У Канину было множество детей и внуков, которые ввиду близости его деревни все время болтались неподалеку. Среди них имелся крохотный внучонок - сын одной из дочерей Канину, выданных замуж за маасаи, вернувшейся назад вместе с отпрыском. Внука звали Сирунга. Смешение кровей обусловило такую живость, такую изобретательность и сообразительность, что в нем виделось что-то сверхчеловеческое: это был живой огонь, неисправимый сорванец, любимец всей фермы. На беду, он страдал эпилепсией, из-за чего его боялись остальные дети: они не принимали его в свои игры и дразнили шайтаном.

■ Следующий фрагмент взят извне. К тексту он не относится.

PR #2951, opened 2025-12-07
Fix memory leaks and race conditions from improper timeout management

### LINKED ISSUE #2949: [BUG] Memory leaks and race conditions from improper timeout management in ChatRoom, QualityController, and BridgeChannel
### Describe the bug.

Multiple critical modules have improper `setTimeout`/`clearTimeout` patterns that cause memory leaks, race conditions, and zombie timers. This affects long-running conferences and can degrade performance over time.
Impact: Every time a user leaves a conference, an orphaned timeout remains active for 5 seconds even after successful cleanup. In applications with frequent room joins/leaves, this accumulates significantly.

### Expected behavior

When a user successfully leaves a conference room:

1. The `MUC_LEFT` event fires and triggers the `onMucLeft` callback 
2. **The 5-second timeout is NEVER cleared** 
3. Cleanup proceeds (`clean()` is called, promise resolves) 
4. **The timeout remains active and fires 5 seconds after room creation** 
5. When the timeout fires, it calls `onMucLeft(true)` again, potentially:
   - Calling `clean()` on an already-cleaned room
   - Triggering error paths on stale state
   - Keeping closures and references alive in memory

### Screenshots

_No response_

### How to Reproduce

1. Join a conference room
2. Leave the room normally
3. Check active timers (browser dev tools) - orphaned 5s timeout remains
4. Repeat multiple times - timers accumulate

### 🥦 Browser

None

### 👀 Have you checked for similar open issues?

- [x] I checked and didn't find similar issue

### 🏢 Have you checked the Community Forum?

- [x] please make sure you check https://community.jitsi.org

4rayaditya:
- Fix critical 5-second timeout leak in ChatRoom.leave() where timeout was never cleared when MUC_LEFT fired successfully
- Add comprehensive dispose() method to QualityController to clear all active timeouts (_timer, _limitedByCpuTimeout, _lastNRampupTimeout)
- Fix orphaned 5-second keepalive timeout in XmppConnection by storing timeout reference
- Add QualityController disposal to JitsiConference.leave() lifecycle
- Prevent zombie timers, memory leaks, and race conditions in long-running conferences

Fixes #2949

### DIFF
--- a/modules/xmpp/ChatRoom.ts
+++ b/modules/xmpp/ChatRoom.ts
@@ -2288,16 +2288,11 @@ export default class ChatRoom extends Listenable {
         this.lobby?.lobbyRoom && promises.push(this.lobby.leave());
 
         promises.push(new Promise((resolve, reject) => {
-            let timeout: Optional<ReturnType<typeof setTimeout>>;
+            let timeout: number | Timeout = -1;
 
             const onMucLeft = (doReject = false) => {
                 this.eventEmitter.removeListener(XMPPEvents.MUC_LEFT, onMucLeft);
-                
-                // Always clear the timeout to prevent memory leaks and race conditions
-                if (timeout !== undefined) {
-                    clearTimeout(timeout);
-                    timeout = undefined;
-                }
+                clearTimeout(timeout as number);
 
                 // This will reset the joined flag to false. If we reset it earlier any self presence will be
                 // interpreted as muc join. That's why we reset the flag once we have received presence unavalable


modules/xmpp/ChatRoom.ts
```diff
@@ -2288,11 +2288,16 @@ export default class ChatRoom extends Listenable {
...
         promises.push(new Promise((resolve, reject) => {
-            let timeout: number | Timeout = -1;
+            let timeout: Optional<ReturnType<typeof setTimeout>>;
 
             const onMucLeft = (doReject = false) => {
                 this.eventEmitter.removeListener(XMPPEvents.MUC_LEFT, onMucLeft);
-                clearTimeout(timeout as number);
+                
+                // Always clear the timeout to prevent memory leaks and race conditions
+                if (timeout !== undefined) {
```
saghul: You don't need to do this,  this part was working ok before, clearTimeout is resilient to bad input.

modules/xmpp/XmppConnection.ts
```diff
@@ -409,7 +409,8 @@ export default class XmppConnection extends Listenable {
                 } else {
                     // delay it a bit to not interfere with the connection process
                     // and to allow backend to correct any possible split brain issues
-                    setTimeout(() => this._keepAliveAndCheckShard(), 5000);
+                    // Store timeout so it can be cleared if needed
+                    this._wsKeepAlive = setTimeout(() => this._keepAliveAndCheckShard(), 5000);
```
saghul, line 413: Where are you clrearing this?

JitsiConference.ts
```diff
@@ -2559,6 +2559,10 @@ export default class JitsiConference extends Listenable {
             );
         }
 
+        if (this.qualityController) {
+            this.qualityController.dispose();
```
saghul, line 2563: 👍

modules/xmpp/ChatRoom.ts
4rayaditya: ok I have removed the changes.

modules/xmpp/XmppConnection.ts
4rayaditya: So there are 3 instances -
1. around line 423 - When the status becomes DISCONNECTED, it calls ```clearTimeout(this._wsKeepAlive)``` to clean up before attempting to resume the connection.

2. line 469 - The code clears the timeout as part of disconnecting the XMPP connection.

3. around line 537 - ```_maybeStartWSKeepAlive``` clears any existing timeout before scheduling a new keep-alive interval.

4rayaditya:
@saghul I have done the necessary changes. Could you check it again?

modules/qualitycontrol/QualityController.ts
```diff
@@ -115,6 +115,7 @@ export class QualityController {
     private _limitedByCpuTimeout: Optional<number>;
     private _receiveVideoController: ReceiveVideoController;
     private _sendVideoController: SendVideoController;
+    private _timer: Optional<number>;
```
saghul, line 118: Where is this timer set?

4rayaditya: ```_timer``` is set in the _debounce() method (line 184) of QualityController.ts.

The ```_timer``` field stores the timeout ID so it can be properly cleared in the dispose() method

saghul:

saghul (approved):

Сжалившись над бедняжкой, я взяла его в дом. Болезнь не позволяла ему работать, зато он наполнял дом весельем и повсюду следовал за мной, как черная вертлявая тень. Канину знал о моей привязанности к этому ребенку, но до поры до времени просто улыбался, как всякий снисходительный дед; теперь же он ухватился за него, как за непобедимое оружие. Он уверенно заявил, что предпочел бы, чтобы Сирунгу десять раз сожрали леопарды, лишь бы сохранить Каберо; теперь, когда Каберо не стало, пускай и Сирунга пропадает - ему, Канину, все равно, ибо Каберо был солнцем его очей и отрадой его сердца.

Если бы Каберо действительно сгинул, я бы предоставила этому новоявленному Давиду оплакивать своего Авессалома и не вмешивалась в семейную драму. Но если он выжил и скрывался теперь у маасаи, то это было еще более драматично: это была борьба за детскую жизнь.